Houdini - Controlled Destruction - SOP Solver in DOPs
We can modify constraints and geos while a simulation runs by plugging in SOP Solvers inside a DOP.
The wirings go like this:
[Above] The blue SOP Solver messes with the incoming RBD Packed Object (after the Bullet Solver is done with it), and the red SOP Solver messes with the constraint network.
The various solvers plugged into the Multi Solver (green) are evaluated left-to-right.
In this case, the Bullet Solver does its thing to the packed object, moves shit around, then passes it to the blue SOP Solver.
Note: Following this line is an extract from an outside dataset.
PR #16908, opened 2023-05-31
Create django.yml

n6wbb6:


nessita:
This seems to be a PR created by mistake, so I'll close it. If that's not the case, please create a ticket report in the Django trac instance with details about what you are trying to accomplish. Thanks!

The blue SOP Solver then does its thing, and the whole thing loops around.
Inside the SOP Solver, we are given 4 streams of information:
“DOP Geometry” is the simmed object, “impacts” is a table of points of who hit who and where in the current loop (so if no one hit nobody on the current loop, the table is empty), “feedbacks” just sorta hangs around, and “relationship geometry” is the constraint network.
Modifying Geometry
Let’s start with this:
[Left] A packed Voronoi fractured object. [Right] The constraint network returned by the Voronoi Fracture.
We’ll ignore the constraint network and just sim her for now.
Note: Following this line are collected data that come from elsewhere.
PR #18365, opened 2024-07-13
[DRAFT] #32577 autofield allow non ints, add uuid auto

tomwojcik:
# Trac ticket number
ticket-32577 

# Branch description
PostgreSQL has introduced support for UUIDv7 (see [PostgreSQL Commitfest #47/4388](https://commitfest.postgresql.org/47/4388/)). It's an important enhancement, because it seems to perform much better, so one can assume a potentially fast adoption. At the same time, developers wanted to use UUIDv7 that are generated automatically (that are not part of the "global mixin") for a long time.

Generating primary keys within the database is a best practice, and PostgreSQL stands out as the (_to be confirmed_) sole database supported by Django that enables UUID primary key generation natively (using `random_uuid`), without requiring additional extensions.

With the release of Django 5.0, support for db_default has been added, which allows us to combine it with the feature from the above. (https://docs.djangoproject.com/en/5.0/ref/models/fields/#db-default).

In this PR:
- postgres db-side uuidv4 field is added
- the variation of the above for primary keys is added
- refactored autofield -> autofieldmixin

todo: address commit messages requirement
todo: add docs

# Checklist


django/contrib/postgres/fields/uuid.py
```diff
@@ -0,0 +1,21 @@
...
+from django.db.models import UUIDField
+from django.db.models.fields import NOT_PROVIDED, AutoFieldMixin
+
+
+class UUID4Field(UUIDField):
+    def __init__(self, *args, **kwargs):
+        kwargs["db_default"] = RandomUUID()
+        kwargs["default"] = NOT_PROVIDED
+        super().__init__(*args, **kwargs)
+
```
tomwojcik, line 11: @ngnpope [mentioned](https://code.djangoproject.com/ticket/32577#comment:11) that 

```
    def deconstruct(self):
        name, path, args, kwargs = super().deconstruct()
        del kwargs['db_default']
        return name, path, args, kwargs
``` 

would also be needed, but I'm not sure. Can you advise?

django/contrib/postgres/functions.py
```diff
@@ -2,6 +2,13 @@
 
 
 class RandomUUID(Func):
+    """
+    Without `pgcrypto` or `uuid-ossp` extensions enabled, available only
+    since PostgreSQL 13.
+
+    https://www.postgresql.org/docs/13/functions-uuid.html
+    """
+
```
felixxm, line 11: Django 5.2 (currently under development) only supports PostgreSQL 14+, so this comment is unnecessary.

docs/ref/contrib/postgres/fields.txt
```diff
@@ -920,3 +920,56 @@ define :class:`~django.contrib.postgres.constraints.ExclusionConstraint`. See
...
+Django includes two PostgreSQL-specific UUID field types for working with UUIDs: :class:`~django.contrib.postgres.fields.UUID4Field` and :class:`~django.contrib.postgres.fields.UUID4AutoField`. These fields provide convenient ways to use UUID v4 values generated by the database, specifically targeting `PostgreSQL 13`_ and above. Using database-generated UUIDs can be beneficial for ensuring the uniqueness and integrity of data, especially in distributed systems.
+
+
+``UUID4Field``
+--------------
+
+.. class:: UUID4Field(**options)
+
+
+.. versionadded:: 6.0
```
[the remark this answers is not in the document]
felixxm: Use `5.2` for now and add release notes. Let's be optimistic.

docs/ref/contrib/postgres/fields.txt
```diff
@@ -920,3 +920,57 @@ define :class:`~django.contrib.postgres.constraints.ExclusionConstraint`. See
...
+
+The :class:`~django.contrib.postgres.fields.UUID4Field` class is a subclass of Django's :class:`~django.db.models.UUIDField` that uses PostgreSQL's native ``gen_random_uuid()`` function to generate UUID v4 values. This is done by setting the ``db_default`` parameter to :class:`~django.contrib.postgres.functions.RandomUUID`.
+
+This field is particularly useful when you want the database to handle the generation of UUIDs, decreasing the risk of collisions. It's worth mentioning that using database generated UUID v4 **does not guarantee uniqueness**, but `the risk of a collision is extremely low`_.
+
+
```
felixxm, line 942: Avoid unnecessary blank lines in docs
```suggestion

```

django/contrib/postgres/fields/uuid.py
```diff
@@ -0,0 +1,21 @@
+from django.contrib.postgres.functions import RandomUUID
+from django.db.models import UUIDField
+from django.db.models.fields import NOT_PROVIDED, AutoFieldMixin
+
+
+class UUID4Field(UUIDField):
+    def __init__(self, *args, **kwargs):
+        kwargs["db_default"] = RandomUUID()
```
felixxm, line 8: Why we only define it on PostgreSQL? It should be possible to define it on other dbs, e.g. MySQL.

felixxm (commented):
@tomwojcik Thanks :+1: This is a good start.

JohnDoeKaiina:
Le mar. 27 août 2024 à 07:52, Mariusz Felisiak ***@***.***> a
écrit :

django/contrib/postgres/functions.py
tomwojcik: https://github.com/django/django/pull/18365/commits/51f3d91cf72bc889ecff86fee0b7ba0f4084a826

docs/ref/contrib/postgres/fields.txt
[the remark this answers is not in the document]
tomwojcik: https://github.com/django/django/pull/18365/commits/a38f0c0df71d78fc603e17ef432dbd2225453c38

https://github.com/django/django/pull/18365/commits/7892226ccb4c4824425cd6a4b81c1b6d9887cc12

django/contrib/postgres/fields/uuid.py
tomwojcik: For me the goal of this ticket/PR is to allow to define custom auto primary keys, such as UUIDs, generated in the DB, used in tandem with `DEFAULT_AUTO_FIELD`. This PR allows to do just that and uuid4 auto for psql just proves that it works.

If there was an already existing `RandomUUID` equivalent for MySQL, I'd be happy to use it, but there's none (in the latest Django version), and implementing it is IMO out of scope for this PR.

Let me know what you think.

pauloxnet: It seems like a good approach to me.

django/contrib/postgres/fields/uuid.py
tomwojcik: https://github.com/django/django/pull/18365/commits/68421fb006b286c19f5e3e9fc3e0bca1018f2c96

tomwojcik:
Are there any plans to proceed with this PR? What are the next steps?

Pretty standard. But let’s say we want to break her up slowly, from top to bottom. Which means, we need to freeze all the pieces when the sim starts, and gradually, unfreeze them as the sim progresses.
@active
RBD Solvers like Bullet read a point attribute called i@active
. When a point has i@active = 0
, it’s treated as static. So all we gotta do is set i@active = 1
to an ever increasing number of points as the sim plays.
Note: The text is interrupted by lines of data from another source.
PR #18367, opened 2024-07-15
Removed duplicate inline from tests.admin_inlines.admin.PhotographerAdmin.

sarahboyce:
Introduced in 01ed59f753139afb514170ee7f7384c155ecbc2d

Pulled out from https://github.com/django/django/pull/18301

### DIFF
--- a/tests/admin_inlines/admin.py
+++ b/tests/admin_inlines/admin.py
@@ -146,7 +146,6 @@ class PhotographerAdmin(admin.ModelAdmin):
     ]
     inlines = [
         PhotoTabularInline,
-        PhotoTabularInline,
         PhotoStackedExtra2Inline,
         PhotoStackedExtra3Inline,
         PhotoStackedCollapsibleInline,


felixxm (approved):

nessita:
Hey @sarahboyce, the duplicated inline was not a mistake, it was intentionally added. Could you please elaborate on why it needs to be removed?

sarahboyce:
> Hey @sarahboyce, the duplicated inline was not a mistake, it was intentionally added. Could you please elaborate on why it needs to be removed?

It made the following test simpler:
https://github.com/django/django/commit/65344f0e1ecfff3e9623c18c51eff8fe72f9a9df

As it didn't break the existing test suite and I couldn't see commentary as to why we need it, I removed it

nessita:
> > Hey @sarahboyce, the duplicated inline was not a mistake, it was intentionally added. Could you please elaborate on why it needs to be removed?
> 
> It made the following test simpler: [65344f0](https://github.com/django/django/commit/65344f0e1ecfff3e9623c18c51eff8fe72f9a9df)
> 
> As it didn't break the existing test suite and I couldn't see commentary as to why we need it, I removed it

Thank you for the extra rationale, I will re-check why no test failed :100:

Inside the blue SOP Solver:
We group points with a downward-animated bounding box. As the box travels down, more points become part of this group:
Next, we Wrangle over the points of this group and set i@active = 1
– making them suddenly “dynamic” and subjected to the forces of the sim e.g. gravity. Thus, giving us this result:
Modifying Constraints
Now, we setup the usual constraint properties outside the DOP and wire up the Constraint Network. This gives us this rather grotesque thingee:
What’s happening is that, as the pieces become active, they are also Hard Constrained to each other, so they can’t break away from each other completely.
What we want is to remove the constraints, maybe on a slight delay after the pieces become active, so we get a little bit of this “sticking” behaviour, while also having them eventually fall apart and away.
So, inside the red SOP Solver:
This time, we want the “relationship geometry” – which is the Constraint Network. And just like we did with the bounding box, this time, we animate a Clip and rather crudely, just crop away the wireframe over time:
The final result is a mix of the two: pieces become active, hold together for just a bit then break away. Because we didn’t clip the constraints at the bottom, we get this cool big huge chunk breakaway thingee towards the end.